Recently, the department surveyed its members to determine their level of acceptance regarding the use of CBT for training, as well as their attitudes toward the current EMT recertification program. A number of important lessons were learned that are applicable to training officers who are considering implementing CBT in their organization.
First, although Phoenix EMTs were nearly universally comfortable with using computers, older employees tended to be somewhat uneasy with this format. Still, over 80% of the members surveyed indicated that they preferred the computer-based experience to the classroom. Implementation of voluntary computer classes designed to teach personnel how to use computer-based programs may be useful in raising the level of comfort with CBT. In addition, assistance should be available via a “computer help line” so personnel can contact someone who is in a position to answer their questions or to solve simple problems that might arise.
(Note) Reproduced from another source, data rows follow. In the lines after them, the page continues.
PR #19169, opened 2026-02-23
[Qwen3.5] Raise Exception when radix_cache and extra_buffer are enabled at the same time

YAMY1234:
## Motivation

Two issues with mamba cache handling when `disable_radix_cache=True`:

1. **Invalid extra_buffer usage**: `extra_buffer` (ping-pong track buffer for radix cache overlap scheduling) serves no purpose when radix cache is disabled and speculative decoding is not in use — `no_buffer` already supports overlap scheduling in this case. Allowing this wastes 2 mamba slots per request and will cause OOM at high concurrency.

2. **Ratio calculation bug**: When `extra_buffer` is used with `disable_radix_cache=True` (possible with speculative decoding), each request allocates track buffer slot(s) from the mamba pool. But the ratio was hardcoded to `1`, not accounting for the extra track buffer slots (`additional_ratio`), which could lead to mamba pool overflow.

## Modifications

- `server_args.py`: Raise `ValueError` when `extra_buffer` + `disable_radix_cache` + no speculative decoding, guiding users to use `--mamba-scheduler-strategy no_buffer` instead.
- `model_runner_kv_cache_mixin.py`: Fix ratio from `1` to `1 + additional_ratio` in the `disable_radix_cache` branch, consistent with the `else` branch. This correctly accounts for the track buffer slots allocated by `extra_buffer`.

## Benchmarking and Profiling

Verified with Qwen3.5 on PD disagg (tp4/tep4/dep4) with concurrency 8x32x128x256x512x1024.
Before the fix (crash after concurrency>=128)
```
Maximum request concurrency: 128
[Sending] All 384 requests sent. Waiting for completions...
slurmstepd: error: *** STEP 998582.10 ON lyris0127 CANCELLED AT 2026-02-22T04:10:02 DUE TO TIME LIMIT ***


  File "/sgl-workspace/sglang/python/sglang/srt/mem_cache/memory_pool.py", line 515, in alloc
    mid is not None
AssertionError: Not enough space for mamba cache, try to increase --mamba-full-memory-ratio or --max-mamba-cache-size. mid=None, self.mamba_pool.size=60, self.mamba_pool.available_size()=0, len(reqs)=1
```
After the fix (remains stable across different concurrencies)
```
+ set +x
2026-02-22 15:10:21
Completed benchmark with concurrency: 1024
-----------------------------------------
SA-Bench complete. Results in /logs/sa-bench_isl_1024_osl_1024
```

## Checklist

## Review Process

### DIFF
--- a/python/sglang/srt/model_executor/model_runner_kv_cache_mixin.py
+++ b/python/sglang/srt/model_executor/model_runner_kv_cache_mixin.py
@@ -360,7 +360,7 @@ class ModelRunnerKVCacheMixin:
                 else:
                     additional_ratio = MAMBA_CACHE_V2_ADDITIONAL_RATIO_OVERLAP
             if self.server_args.disable_radix_cache:
-                ratio = 1 + additional_ratio
+                ratio = 1
             else:
                 ratio = MAMBA_CACHE_SIZE_MAX_RUNNING_REQUESTS_RATIO + additional_ratio
             max_num_reqs = min(
--- a/python/sglang/srt/model_executor/model_runner_kv_cache_mixin.py
+++ b/python/sglang/srt/model_executor/model_runner_kv_cache_mixin.py
@@ -360,7 +360,7 @@ class ModelRunnerKVCacheMixin:
                 else:
                     additional_ratio = MAMBA_CACHE_V2_ADDITIONAL_RATIO_OVERLAP
             if self.server_args.disable_radix_cache:
-                ratio = 1
+                ratio = 1 + additional_ratio
             else:
                 ratio = MAMBA_CACHE_SIZE_MAX_RUNNING_REQUESTS_RATIO + additional_ratio
             max_num_reqs = min(
--- a/python/sglang/srt/server_args.py
+++ b/python/sglang/srt/server_args.py
@@ -1726,6 +1726,15 @@ class ServerArgs:
             ), f"mamba extra_buffer is not supported for {model_arch} model"
 
         if self.enable_mamba_extra_buffer():  # extra_buffer
+            if self.disable_radix_cache:
+                logger.warning(
+                    "mamba extra_buffer is not needed when radix cache is disabled. "
+                    "Overlap scheduling is already supported with no_buffer + disable_radix_cache. "
+                    "Falling back to mamba_scheduler_strategy='no_buffer'."
+                )
+                self.mamba_scheduler_strategy = "no_buffer"
+                return
+
             assert (
                 is_cuda()
             ), "Mamba extra_buffer is only supported on CUDA devices with FLA backend"
--- a/python/sglang/srt/server_args.py
+++ b/python/sglang/srt/server_args.py
@@ -1726,10 +1726,9 @@ class ServerArgs:
             ), f"mamba extra_buffer is not supported for {model_arch} model"
 
         if self.enable_mamba_extra_buffer():  # extra_buffer
-            if self.disable_radix_cache and self.speculative_algorithm is None:
+            if self.disable_radix_cache:
                 raise ValueError(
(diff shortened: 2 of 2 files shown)


python/sglang/srt/model_executor/model_runner_kv_cache_mixin.py
```diff
@@ -360,7 +360,7 @@ def init_memory_pool(self: ModelRunner, total_gpu_memory: int):
                 else:
                     additional_ratio = MAMBA_CACHE_V2_ADDITIONAL_RATIO_OVERLAP
             if self.server_args.disable_radix_cache:
-                ratio = 1
+                ratio = 1 + additional_ratio
```
hlu1: I don't think this is necessary. Why do you even need to enable extra_buffer when radix cache is not on? The fix should be not allow extra_buffer=on and radix_cache=off at the same time.

YAMY1234: Emmm my understanding is extra_buffer is for mamba overlap scheduling (ping-pong track buffer), which is different from the buffer for radix_cache

YAMY1234: Oh I get what you mean. When disable_radix_cache, no_buffer can also support overlap schedule

hlu1: Can you change the PR to raise an exception when we have extra_buffer=on and radix_cache=off at the same time? Another option is to silently turn off extra_buffer. There are pros and cons with either approach.

YAMY1234: Makes sense. https://github.com/sgl-project/sglang/blob/main/python/sglang/srt/server_args.py#L1747-L1752
Just double checked when disable_radix_cache=True + no_buffer, the code does not enter the elif not self.disable_radix_cache so self.disable_overlap_schedule = True is never executed — overlap schedule remains enabled by default. 

I think we can raise an exception for this case and make some obvious suggestions to turn of extra_buffer when radix_cache is not enabled. I will change this PR.

YAMY1234: @hlu1 I just thought through,

I think the ratio fix (`1` → `1 + additional_ratio`) is still necessary — with speculative decoding (e.g. MTP) + `extra_buffer`, each request still allocates 1 track buffer slot from the mamba pool (for mamba state checkpoint tracking), but the original `ratio = 1` doesn't account for it, which could cause mamba pool overflow.

But the guard you suggested is also needed — without spec decoding, `extra_buffer` serves no purpose when radix cache is off, since `no_buffer` already supports overlap scheduling. So we should reject that invalid combination upfront.

YAMY1234: Updated with both changes:
1. `server_args.py`: Raise `ValueError` when `extra_buffer` + `disable_radix_cache` + no spec decoding, guiding users to `--mamba-scheduler-strategy no_buffer`.
2. `model_runner_kv_cache_mixin.py`: Fix `ratio = 1` → `ratio = 1 + additional_ratio` to correctly size the mamba pool when `extra_buffer` track buffers are in use.

YAMY1234: Removed the additional_ratio and raise this issue upstream.

MTP itself does not require an extra buffer. The additional ratio (MAMBA_CACHE_V2_ADDITIONAL_RATIO_OVERLAP) is only needed when radix cache is enabled. If radix cache is disabled, this extra buffer is still unnecessary, so it also makes sense to remove additional_ratio in this case.

hlu1 (approved):

ispobock (approved):

PR #19171, opened 2026-02-23
[Session] Add `streaming` mode with `SessionAwareCache` fast path

aurickq:
- Add `streaming` option to `open_session` and plumb it through engine/session creation.
- Introduce `SessionAwareCache` to keep KV ownership in per-session slots and bypass radix prefix matching on streaming turns after the first request.
- Keep only the first streaming turn's prompt cacheable in radix and skip prompt/output cache insertion for later turns to avoid radix update overhead in latency-sensitive flows.
- Restrict streaming sessions to append-only behavior (`replace` / `drop_previous_output` / non-zero `offset` are rejected).
- Add session timeout support and periodic reap logic in scheduler (`timeout` on session + `reap_timed_out_sessions`).
- Extend memory/runtime checks to account for session-held KV and req slots outside active batches.
- Add tests for streaming-session correctness and latency behavior.

- Follow-up PRs will address the open concerns raised in review, including: (1) compatibility guard/assert for `streaming` with speculative decoding under KV over-allocation, and (2) remaining cleanup/perf/maintainability refinements around the session cache wrapper path.


python/sglang/srt/mem_cache/swa_radix_cache.py
```diff
@@ -476,6 +476,10 @@ def cache_finished_req(self, req: Req, is_insert: bool = True) -> None:
             # In EAGLE chunked prefill case, the prefix_indices included one unmatched token (kv_indices[actual_kv_len:])
             # Here we -1 to make sure the kv of the unmatched token can be freed correctly to avoid memory leak
             old_prefix_len -= 1
+        if req.session and req.session.streaming:
+            # For streaming sessions, only the prompt of the first request is cached, so we need to use
+            # cache_protected_len instead of prefix_indices length.
+            old_prefix_len = req.cache_protected_len
```
aurickq: @ispobock not sure why it doesn't use `old_prefix_len = req.cache_protected_len` in all cases? seems simpler but not sure if i am missing some corner case

python/sglang/srt/managers/scheduler_runtime_checker_mixin.py
```diff
@@ -315,6 +315,14 @@ def check_tree_cache(self: Scheduler):
...
 
     def self_check_during_idle(self: Scheduler):
+        if any(s.streaming for s in self.sessions.values()):
+            # Disable if there are any streaming sessions open. This is because:
+            # - We want to avoid blocking new streaming session requests (which
+            #   are latency-sensitive) on the idle memory check.
+            # - In between streaming session requests, we hold onto kv memory but
+            #   the request is not part of the scheduler's running batch. The
+            #   memory checker doesn't currently handle this case.
+            return
```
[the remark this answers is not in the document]
aurickq: Hmm what about the other cases where it returns for disaggregation?

python/sglang/srt/mem_cache/swa_radix_cache.py
ispobock: Actually we should use cache_protected_len. Just this change https://github.com/sgl-project/sglang/pull/13714 wasn't applied to swa radix cache.

aurickq: I think I am not familiar enough with this code path to do it myself :) so I will leave it to someone else

python/sglang/srt/managers/scheduler_runtime_checker_mixin.py
```diff
@@ -315,6 +315,14 @@ def check_tree_cache(self: Scheduler):
             self.tree_cache.sanity_check()
 
     def self_check_during_idle(self: Scheduler):
+        if any(s.streaming for s in self.sessions.values()):
```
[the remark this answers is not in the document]
aurickq: should be fine

Qiaolin-Yu (approved):

hnyls2002:
@aurickq 
Added a latency test in CI to prevent performance regression:

```bash
  SUMMARY  (4 sessions x 300 turns)
Mode                 Avg (all)    Avg (last 10)    Speedup (all)    Speedup (last 10)
-----------------  -----------  ---------------  ---------------  -------------------
no_session              98.5ms          153.7ms            1.00x                1.00x
regular_session         97.4ms          150.7ms            1.01x                1.02x
streaming_session       70.4ms           72.9ms            1.40x                2.11x
```

python/sglang/srt/mem_cache/common.py
```diff
@@ -478,6 +478,13 @@ def release_kv_cache(req: Req, tree_cache: BasePrefixCache, is_insert: bool = Tr
 
     tree_cache.cache_finished_req(req, is_insert=is_insert)
 
+    # FIXME: SessionAwareCache.cache_finished_req sets req_pool_idx = None to
+    # transfer KV ownership to the SessionSlot, so we skip the remaining
+    # cleanup (overalloc free + pool slot free). This means over-allocated
+    # tokens from speculative decoding are NOT freed between turns.
+    if req.req_pool_idx is None:
```
ispobock, line 485: May need a test for spec case?

ispobock (approved):

python/sglang/srt/mem_cache/common.py
hnyls2002: Spec is not supported for this streaming API. Currently, we do not support trimming the trailing over-allocated tokens.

For the most part, users were positive regarding the EMT program’s design and content; however, the technical operation of the program was often reported to be problematic. Unintentional log-offs and lost assessment results were reported to be somewhat common. Losing one’s work can be a major demotivating factor. Addressing technical issues or, better yet, testing software prior to implementation can improve the acceptance of CBT, decrease frustration and improve motivation to use these systems.
Improving user flexibility was strongly recommended by the department’s members. Optimal training programs allow students to tailor their learning experience through the ability to self-pace; that is, to spend more time on subjects they need practice on while being able to test out of those they are proficient in. The more control students have with the computer-based training software, the more motivated they will be. To provide this control, software programs should offer options such as a main menu from which to choose a lesson or individual features, control of frame movement, or saving work to be completed later.
Finally, the first system installed by Phoenix was accessible only from department computers via the city Intranet. Members of busier companies expressed frustration with frequent interruptions from station routine, noise/activity around the workstation, emergency responses and the day-to-day activity of a firehouse. A quarter of all members surveyed requested a “work-from-home” option, and more than 76% of respondents indicated that they would indeed access the training program from home if this option were available.
The Phoenix Fire Department continues to seek improvements in all its training programs. The department has implemented many of the features requested by its members in its updated EMT training software, including Internet access, greater user flexibility and additional “challenge” sections for advanced learners. The best way to determine the acceptance of a computer-based training program (or any training program) is to elicit feedback from users. That feedback can then be used to make improvements to the program that will enhance the level of motivation and interest in this method of delivery, the overall quality of training, and, ultimately, service to the department’s customers.